Source data
-- Opening Marker --

PR #3992, opened 2019-10-29
kernel/wdog/wd_start.c : Remove unnecessary code

hasw7569:
If delay value is negative then wd_start return ERROR.
so we don't have to consider negative case.
also in case that ++delay is positive, we must decrease the delay value by one because we already increased delay value.
However I think this overflow check logic is not necessary.
so I remove whole elseif line.


seinfra:
Target : [46d513885545b767110544385823b0485f008767] - Code Rule Check (C++) OK.

seinfra:
Target : [46d513885545b767110544385823b0485f008767] - Code Rule Check OK.

jeongchanKim:
I think left code and right code is working different. Please check which is correct.

PR #4007, opened 2019-11-06
kernel/allocateheap : Remove unnecessary heap initialization checking

jeongchanKim:
We can check that heap is initialized or not with heap size. Because, if it is initialized, the size of its heap will not be zero.
So we don't need to use heapx_is_init array anymore.


seinfra:
Target : [cb3ec41a2ee400cb38bf42d1a02ab8013ad8c5fa] - Code Rule Check (C++) OK.

seinfra:
Target : [cb3ec41a2ee400cb38bf42d1a02ab8013ad8c5fa] - Code Rule Check OK.

PR #4023, opened 2019-11-12
build/tools: Update the Makefile of esptool.

xiarihf:
1. Add esptool_py submodule checking.
	2. Change some downloading peremeters to capital letter form.

Signed-off-by: xiarihf qiang3.zhang@samsung.com

### DIFF
--- a/build/tools/esp32/esptool_py/Makefile
+++ b/build/tools/esp32/esptool_py/Makefile
@@ -52,6 +52,16 @@ ESPTOOLPY_SRC := $(CURRENTDIR)/esptool_py/esptool/esptool.py
 ESPTOOLPY := $(PYTHON) $(ESPTOOLPY_SRC) --chip esp32
 ESPTOOLPY_SERIAL := $(ESPTOOLPY) --port $(ESPPORT) --baud $(ESPBAUD) --before $(CONFIG_ESPTOOLPY_BEFORE) --after $(CONFIG_ESPTOOLPY_AFTER)
 
+#Check submodule
+ESPTOOLPY_SUBMODULE_PATH := esptool_py/esptool
+ESPTOOLPY_SUBMODULE := esptool_modules
+
+$(ESPTOOLPY_SUBMODULE):
+ifneq ($(ESPTOOLPY_SRC), $(wildcard $(ESPTOOLPY_SRC)))
+	@echo "Get submodule $(ESPTOOLPY_SUBMODULE_PATH) firstly:"
+	git submodule update --init $(ESPTOOLPY_SUBMODULE_PATH)
+endif
+
 ESPTOOL_FLASH_OPTIONS := --flash_mode $(ESPFLASHMODE) --flash_freq $(ESPFLASHFREQ) --flash_size $(ESPFLASHSIZE)
 ifdef CONFIG_ESPTOOLPY_FLASHSIZE_DETECT
 ESPTOOL_WRITE_FLASH_OPTIONS := --flash_mode $(ESPFLASHMODE) --flash_freq $(ESPFLASHFREQ) --flash_size detect
@@ -68,7 +78,7 @@ ESPTOOL_ALL_FLASH_ARGS += $(APP_OFFSET) $(APP_BIN)
 # non-secure boot (or bootloader), both these files are the same
 APP_BIN_UNSIGNED ?= $(APP_BIN)
 
-$(APP_BIN_UNSIGNED): $(APP_ELF) $(ESPTOOLPY_SRC)
+$(APP_BIN_UNSIGNED): $(APP_ELF) $(ESPTOOLPY_SUBMODULE)
 	$(ESPTOOLPY) elf2image $(ESPTOOL_FLASH_OPTIONS) $(ESPTOOL_ELF2IMAGE_OPTIONS) -o $@ $<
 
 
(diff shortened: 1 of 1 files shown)


seinfra:
Target : [350f5f3852bdc6af620be1e734abd54fb3181f1d] - Code Rule Check OK.

seinfra:
Target : [350f5f3852bdc6af620be1e734abd54fb3181f1d] - Code Rule Check (C++) OK.

build/tools/esp32/esptool_py/Makefile
```diff
@@ -74,19 +74,32 @@ $(APP_BIN_UNSIGNED): $(APP_ELF) $(ESPTOOLPY_SRC)
...
-ROMFS:romfs
+OS: check-modules app-flash
+
+ROMFS: check-modules romfs
+
+BOOTLOADER: check-modules bootloader
+
+ERASE_ALL: check-modules erase_flash
+
+check-modules:
```
sunghan-chang: 1. Do we need to make a new target and need to call it at every target? If this is mandatory for all of activities, how about removing the target?
2. When esptool.py is not existed, how about executing pulling submodule automatically through this file?
  If it is not good, how about gibing guidance how to get submodule?

build/tools/esp32/esptool_py/Makefile
```diff
@@ -74,19 +74,32 @@ $(APP_BIN_UNSIGNED): $(APP_ELF) $(ESPTOOLPY_SRC)
...
+ifeq ($(ESPTOOLPY_SRC), $(wildcard $(ESPTOOLPY_SRC)))
+	@echo "$(ESPTOOLPY_SRC) exist"
```
SRCN-LiQin: how about only echo when it's not exist.
and it's better to display the git command of getting submodule

build/tools/esp32/esptool_py/Makefile
```diff
@@ -74,19 +74,32 @@ $(APP_BIN_UNSIGNED): $(APP_ELF) $(ESPTOOLPY_SRC)
 
 ESPTOOL_ALL_FLASH_ARGS += $(ESPTOOL_BOOTLOADER_FLASH_ARGS)
 
-ALL: flash romfs
+ESPTOOLPY_SUBMODULE := esptool_py/esptool
```
zhouxinhe: Seemingly, this ESPTOOLPY_SUBMODULE is unnecessary, and it's not the exact submodule path of esptool.

build/tools/esp32/esptool_py/Makefile
xiarihf: Yes, good suggestion. The new target is not a good way. 
Thanks.

seinfra:
Target : [51ee5ce97d841dbd4eb2a0226be7dbf4014b889c] - Code Rule Check OK.

seinfra:
Target : [51ee5ce97d841dbd4eb2a0226be7dbf4014b889c] - Code Rule Check (C++) OK.

build/tools/esp32/esptool_py/Makefile
xiarihf: @sunghan-chang 
Dear Mr. Chang
  1.  I have checked the dependency of all the targets in this Makefile, and I think it's better to add a new target and make it to be the first dependency of all the targets, That's because all the target depends on this esptool.py file, so i change this dependency to the new target.
   2. The new target will get the esptool.py submodule automatically, and i have made the verification on both docker and local build. It works.

If you have any other suggestion, please inform me. Thanks.

build/tools/esp32/esptool_py/Makefile
xiarihf: yes, now it could get submodule automatically. 
Thanks for your suggestion.

build/tools/esp32/esptool_py/Makefile
xiarihf: Fixed, thanks.

seinfra:
Target : [1de3e87ce51af92544b8eda84327d63a46c52f69] - Code Rule Check OK.

seinfra:
Target : [1de3e87ce51af92544b8eda84327d63a46c52f69] - Code Rule Check (C++) OK.

seinfra:
Target : [8e0e90175c0afd4f0e4ab56faefbf627f03c8fe2] - Code Rule Check OK.

seinfra:
Target : [8e0e90175c0afd4f0e4ab56faefbf627f03c8fe2] - Code Rule Check (C++) OK.

sunghan-chang:
Actually I have no idea why new target is necessary. But it is not important. Let's merge.

build/tools/esp32/esptool_py/Makefile
xiarihf: @sunghan-chang  
I have tried to define a function, but i need ifeq to check the exist of  esptool.py, it would call a issue. Because function will be called in target content and a tab is needed before calling this function as:
romfs:
[tab]$(call function)
It will call a error due to ifeq needs no blank before it, but well have a tab before calling functions in a target.
if we remove the ifeq to each target, it will bring in too much duplicate code. And also if we add the ifeq checking in every target, it would bring in new redundant operations, because targets have their dependency and the dependency will be executed firstly. 

So, I think a new target is better in simple code and less operations.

-- Closing Marker --

Each line of the entries holding the string "opened" should be found and copied.

PR #3992, opened 2019-10-29
PR #4007, opened 2019-11-06
PR #4023, opened 2019-11-12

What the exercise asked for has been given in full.